■ DATA:
- Opening Delimiter -
PR #192, opened 2023-09-22
Restore normal vdiffr workflow

Bisaloo:
Since 1.0.7 should fix the issues that led to version pinning.


joshwlambert:
Thanks for the PR @Bisaloo!

PR #194, opened 2023-09-27
Update epidemiological parameter library

joshwlambert:
This PR updates the library of epidemiological parameters included in the {epiparameter} package. Changes include:

- The library is converted from a CSV format to a JSON format. This change was made to include all authors in each entrie's citation information to produce a complete `<bibentry>` object in R
- The data dictionary (schema) was converted from YAML to JSON
- The validate-json.yaml workflow is simplified by using a JSON database and schema, so removes the need for conversions
- {jsonlite} is taken on a package dependency
- Updates to `epiparam()`, `epidist_db()` and `create_epidist_citation()` are made to work with the updates to the database

Tests and documentation are updated in line with changes made.


tests/testthat/_snaps/epiparam.md
```diff
@@ -8,15 +8,15 @@
...
-      Number of studies in library: 57
+      Number of studies in library: 45
       <Head of library>
             disease         epi_distribution prob_distribution
       1  Adenovirus        incubation_period             lnorm
       2 Chikungunya        incubation_period             lnorm
       3    COVID-19 hospitalisation_to_death           weibull
       4    COVID-19 hospitalisation_to_death             lnorm
       5    COVID-19        incubation_period              <NA>
-      6    COVID-19        incubation_period           weibull
```
pratikunterwegs, line 19: This entry has changed from Weibull to `NA` but checking locally shows it's an issue of row reordering.

R/epiparam.R
pratikunterwegs, line 1: Suggest adding an example to the `epiparam()` documentation showing how to subset by author, as how authors are listed has changed. This can be done with `epidist_db()`, but the return type is then a list of `<epidist>`s.

pratikunterwegs (commented):
Thanks @joshwlambert, I think moving the package in this direction with the parameters held as JSON entries is a good idea overall. Looks alright to me, and could be merged once checks pass.

R/epiparam.R
joshwlambert: Given planned development on `epiparam()` I won't make this change in this PR. I'll log that it should be clearly documented to the user how to subset the library of parameters by author in an issue to make sure future developments bear this in mind.

joshwlambert: #195

tests/testthat/_snaps/epiparam.md
joshwlambert: Yes, I've also checked this and the data is the same it is just the ordering that changed. I think this might be due to the author information changing: https://github.com/epiverse-trace/epiparameter/blob/main/R/epiparam.R#L53-L58

PR #220, opened 2023-12-06
Add internal function to `<epidist>` attributes to load {epiparameter}

joshwlambert:
This PR adds an internal {epiparameter} function, `.epiparameter_namespace()`, to the `<epidist>` constructor. This change ensures that {epiparameter} is _loaded_ (not attached) when using `<epidist>` objects. This covers a scenario where a user may save an `<epidist>` and use it in another R session where {epiparameter} is not installed or loaded.

A more comprehensive explanation of the problem and the mechanism of the solution can be found in this great blog post [Helping R find the right methods for unserialized complex objects by Mike Mahoney](https://www.mm218.dev/posts/2023-11-27-objects-loading-namespaces/) (thanks to @Bisaloo for pointing out the post).


tests/testthat/test-epidist_db.R
```diff
@@ -168,6 +168,7 @@ test_that(".read_epidist_db works as expected", {
 })
 
 test_that("sysdata is the same as .read_epidist_db output", {
+  skip_on_covr()
```
Bisaloo, line 171: Can you add a comment explaining why this is necessary so we don't forget please?

joshwlambert: Resolved in [8ba42c0](https://github.com/epiverse-trace/epiparameter/pull/220/commits/8ba42c0c745d33cca11424c7d3f3070ae75ed9f5). 

I cannot provide a more detailed comment as I could not get to the bottom of what was causing the error. I used `skip_on_covr()` as a fallback for now until I resolve the problem. The error message is relatively uninformative and reading through the {covr} source code it was not clear which point was causing the error (likely [here](https://github.com/r-lib/covr/blob/54de614f5c17a42bfaef2c87dbf5723ca701326a/R/replace.R#L12)).

Bisaloo: covr works by modifying the functions in your package on-the-fly and roughly speaking adding `covr:::count()` calls to get the number of hits on each line.

So if your tests end up checking the body of a function in the tests, you're going to see this kind of errors.

PR #221, opened 2023-12-11
Update documentation for `accessor` S3 generics and methods

Bisaloo:
The generic docs can properly be improved. Feel free to push directly to this branch if you'd like any additional change before merging.


joshwlambert:
@Bisaloo thanks for the changes. I've also used the same documentation structure for the `get_citation()` generic and methods within this PR.

I think this is a relatively easy mistake to make with documenting S3 functions, would it be worth me drafting something for _blueprints_ to guide others in Epiverse-TRACE?

Bisaloo:
> I think this is a relatively easy mistake to make with documenting S3 functions, would it be worth me drafting something for blueprints to guide others in Epiverse-TRACE?

It's probably out of scope for the blueprints since it's not something special we're doing in our community or a general guiding principle.
It could be a blog post. Especially if the scope is extended a bit. E.g., "Documenting S3 generics and methods".
Or just a small nugget of knowledge shared on slack and/or twitter.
- Closing Delimiter -
■ EXERCISE INSTRUCTIONS:
What is needed here is how many lines of the entries contain "worth"; give that number alone.

■ RESPONSE:
2